Is there a glimmer of hope for private independent power producers (IPPs) as they face real threats after the Reserve Bank of India (RBI) recently issued revised guidelines for early detection and resolution of stressed assets?
Is there a glimmer of hope for private independent power producers (IPPs) as they face real threats after the Reserve Bank of India (RBI) recently issued revised guidelines for early detection and resolution of stressed assets? The Association of Power Producers (APP), in a letter to the RBI Governor, has said that the stress in the sector is largely due to irregularity in payments from state-government-owned power distribution companies (discoms), regulatory delays, and coal supply constraints, which are beyond the control of power firms. The IPPs are also not compensated for the extra money they have to spend to buy coal at higher prices due to insufficient supply (only 60% of requirement) by Coal India.
Two important political announcements signal an improved uptake of electricity from private producers: the prime minister announced that, with the electrification of Leisang village in the Senapati district of Manipur, India has now achieved total electrification of its 597,464 inhabited villages. Replying to the criticism that this claim is based on a ‘restricted’ definition of electrification, power minister RK Singh declared that his government’s next milestone, of bringing electricity to all the households across the country under Saubhagya scheme, will be achieved not by March 2019, but by December 2018, and if necessary, by amending the electricity law.
A major problem with India’s rural electricity situation is found in the distribution sector. Rural tariffs mostly do not cover the total cost of generation, transmission, and distribution; hence, the distribution companies have little motivation to increase quality power availability to rural areas.
Prayas Energy Group (a Pune based consumer NGO), has independently developed a portable device which also includes a SIM card to communicate data remotely to monitor the supply quality and provide evidence-based, verifiable feedback about the quality of supply to all stakeholders in the electricity sector. Funding agencies under the ministry of power—the Power Finance Corporation and Rural Electrification Corporation Limited—that also monitor the performance of various government schemes could take this initiative of Prayas onto a national scale. A new ‘Quality of Supply App’ could be used on a statistically random basis to monitor not only reliability but quality of power to judge state discoms performance in the implementation of ‘Saubhagya’ scheme. Quality power to all will certainly enhance demand for electricity, thereby rescuing IPPs.

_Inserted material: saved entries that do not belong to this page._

Issue #3812, opened 2025-11-17
Consider splitting spotbugs-annotations to micro-modules


vlsi:
Currently, `spotbugs-annotations` includes multiple loosely-related annotations in a single package.
Clients often need `SuppressFBWarnings`, however, the users get all the other annotations on their autocomplete.

For instance, log4j2 uses `SuppressFBWarnings`: https://github.com/search?q=repo%3Aapache%2Flogging-log4j2+edu.umd.cs.findbugs.annotations&type=code

Log4j2 uses `org.jspecify.annotations.Nullable` annotations, however, there's one case when they accidentally imported `finbugs.annotations.Nullable`: https://github.com/apache/logging-log4j2/blob/4b7065b8b3818cabb88cf1d553da33897b733413/log4j-core-test/src/test/java/org/apache/logging/log4j/core/appender/SocketAppenderReconnectTest.java#L24

It would be great if spotbugs ships multiple annotation modules like:
* `spotbugs-annotations-suppress` with `@SuppressFBWarnings`
* `spotbugs-annotations-checkreturnvalue` with `@CheckReturnValue`
* `spotbugs-annotations-resourcecleanup` with `@CreatesObligation`, `@DischargesObligation`, and `@CleanupObligation`
* `spotbugs-annotations-defaultannotation` with `@DefaultAnnotation*`
* etc

WDYT?

hazendaz:
Hi @vlsi, this is unlikely to occur because the fact is a lot of the stuff in that is deprecated for decade plus, we are working to delete all the offending content which is going to take a while.  The end result will end up the same.

Issue #3811, opened 2025-11-17
Deprecate and hide @Nullable, @NonNull, and the rest nullability annotations to avoid name clashes with jspecify


vlsi:
Currently `spotbugs-annotation` module brings multiple nullability annotations.

The ecosystem moves towards https://jspecify.dev/, so it would be nice if you could deprecate and hide `@Nullable` and `@NonNull` annotations.

Deprecation is straightforward: `@Deprecated` + release announcement.
Hiding would probably involve adding `ACC_SYNTHETIC` modifier after the compilation. It would still keep the class in the bytecode, so the old libraries would still work fine in the runtime, while the new clients would need to move to a different nullability annotations.

An alternative option could be to rewrite `@Nullable` annotation in Kotlin and use `@Deprecated(level = HIDDEN)`.

WDYT?

hazendaz:
@vlsi Feel free to send PR deprecating the ones that are not currently.

vlsi:
Thanks for the fast response.

Just wondering: is it possible to release spotbugs 4.x with deprecations as well?

AFAIK log4j2 is stuck with spotbugs 4.9 since log4j2 still targets Java 8: https://github.com/apache/logging-log4j2/blob/4b7065b8b3818cabb88cf1d553da33897b733413/.github/dependabot.yaml#L93

iloveeclipse:
> Just wondering: is it possible to release spotbugs 4.x with deprecations as well?

No! As said, we can't deprecate some functionality if there is no replacement available yet (for spotbugs it means, same support for JSpecify as we have for the other Null annotations).

iloveeclipse:
> The ecosystem moves towards https://jspecify.dev/, so it would be nice if you could deprecate and hide @Nullable and @NonNull annotations.

If you want from SpotBugs to deprecate "old" annotations in favour of jspecify, you should make sure first that SpotBugs has full jspecify annotations support, where "full" means at same level as with "old" annotations. One step in this direction would be https://github.com/spotbugs/spotbugs/issues/3143.

So all use cases that were working with old annotations should be supported.

> Hiding would probably involve adding ACC_SYNTHETIC modifier after the compilation. It would still keep the class in the bytecode, so the old libraries would still work fine in the runtime, while the new clients would need to move to a different nullability annotations.

I see you have already solution in mind, but I don't see which problem you are trying to address with this solution? It would be nice if you could elaborate your use case & how the proposed solution should solve that.

[...]

Issue #3143, opened 2024-10-03
Fully Support JSpecify 1.0


blipper:
1.0 is out now!

https://jspecify.dev/blog/

This could be done incrementally but ideally full conformance with https://jspecify.dev/docs/spec/ via https://jspecify.dev/docs/api/org/jspecify/annotations/package-summary.html

jhenkehd:
What is the status of JSpecify support? The linked PR has not been updated for half a year and the plugin repository is archived.

I cannot find any documentation if there are plans to support the JSpecify annotations.

We use spotbugs in our projects to enforce null-correctness (as far as static analysis can archive that) and we would like to introduce JSpecify's `@NullMarked` to reduce the amount of annotations requried in the code base.

hanson76:
Spring Boot 4 will be released in November and they have migrated to Jspecify and are promoting it. The list of open source projects that use Jspecify is growing.

It had been good if users of these projects could keep using SpotBugs.

hazendaz:
Hi @hanson76 honestly that doesn't break usage, we are not even on jakarta fully still.  Many have issues still with jspecify such as guava.  Its not that we won't support it, we have an open PR for quite some time that had issues with it then zero follow up.  If you  want to champion it, then please go pick up work from the open PR where you also already commented.  Otherwise its likely to just sit and age.

PR #3142, opened 2024-10-03
Partial Support of JSpecify Annotations

blipper:
https://jspecify.dev/docs/applying/

PR #3814, opened 2025-11-17
chore: deprecate nullability annotations as the ecosystem moves towards JSpecify

vlsi:
Fixes https://github.com/spotbugs/spotbugs/issues/3812

----

### DIFF
--- a/CHANGELOG.md
+++ b/CHANGELOG.md
@@ -8,6 +8,10 @@ Currently the versioning policy of this project follows [Semantic Versioning v2.
 ## Unreleased - 2025-??-??
 ### Added
 - Recognize `jakarta.annotation.Nonnull` and `jakarta.annotation.Nullable` ([#3780](https://github.com/spotbugs/spotbugs/pull/3780))
+
+### Deprecated
+- Deprecated nullability annotations in favour of JSpecify ([#3811](https://github.com/spotbugs/spotbugs/issues/3811)) 
+
 ### Fixed
 - Fix incorrect bug counts and sizes when unioning reports ([#3721](https://github.com/spotbugs/spotbugs/issues/3721))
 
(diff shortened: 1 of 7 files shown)


JuditKnoll:
IMO first we should have at least one release supporting JSpecify, so with https://github.com/spotbugs/spotbugs/pull/3142 merged, and preferable making that support not only partial.

vlsi:
I might miss the full picture, however, could you please clarify why do you think "jspecify support" should come before deprecating SpotBugs' nullable annotations?

In practice, the support for JSpecify would be non-trivial, especially when it comes to generics, arrays, so the support might take noticeable time.

For instance, https://github.com/uber/NullAway focuses on nullness topic, and they are not fully there yet.
I doubt "full jspecify support" is easily doable.

iloveeclipse:
> I might miss the full picture, however, could you please clarify why do you think "jspecify support" should come before deprecating SpotBugs' nullable annotations?

See https://github.com/spotbugs/spotbugs/issues/3143

We can't deprecate one annotations set in favour of other if the other is not supported by SpotBugs. As the result of the PR here users will see code full of deprecation warnings and if they decide to switch to JSpecify, SpotBugs will not find any NP related issue anymore.

vlsi:
I would not question the usability of SpotBugs `@Nullable` annotations, however what would you think of the following:
release a separate artifact with just `@SuppressFBWarnings` and the corresponding `enum SuppressMatchType`? (they would need to be on a different package to avoid clashes if both jars appear on the classpath).

Then the users who use just `@SuppressFBWarnings` won't suffer from excessive `@Nullable` annotations (SpotBugs brings two of them!)

iloveeclipse:
Closing because of no interest from reporter: https://github.com/spotbugs/spotbugs/issues/3811#issuecomment-3542674850

iloveeclipse:
Solution for specific issue with `SuppressFBWarnings` : https://github.com/spotbugs/spotbugs/issues/3811#issuecomment-3542747802

PR #3819, opened 2025-11-19
Add "Bug Report" issue template

JuditKnoll:
Often times necessary parts (e.g. SpotBugs version) are missed in bug report issues, so I suggest we add issue templates with checklists to provide guidance about the most important info to include.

RBI needs to re-visit the Supreme Court judgement in the Mundra case, in which the Court ruled against any compensatory rates for suppliers of electricity (using imported coal) due to change in international regulations. While reporting this judgment widely, the media overlooked one very important aspect of the order: The Court also upheld the Central Electricity Regulatory Commission’s (CERC’s) regulatory power to address the tariff issues arising in competitively bid projects under Section 63 of the Electricity Act 2003.
In its 2013 order, the central commission saw a lot of merit in the generators’ plea that promulgation of the Indonesian regulations has led to abnormal increase in the cost of generation of electricity, making their projects unviable. Unless the concerns of the generators are addressed, the possibility of them defaulting in discharging their obligations under the PPAs due to the perceived financial burden cannot be totally ruled out, and that will affect the interest of the consumers.
In that event, the state utilities will be required to invite fresh bids to meet their requirement of power and, till the selected project or projects are commissioned, the consumers would have been deprived of power at reasonable rates. It should not be forgotten that, for such large projects, public financial institutions contribute 70 -80% as loans. If running a power project becomes unviable for investors, then lenders will be left with non-performing assets (NPAs).
In short, RBI guidelines for defaulting power generators must factor in the above issues and include solutions to make the assets created with public money productive. This will help recover the loans of public financial institutions, and achieve the national goal of power to all.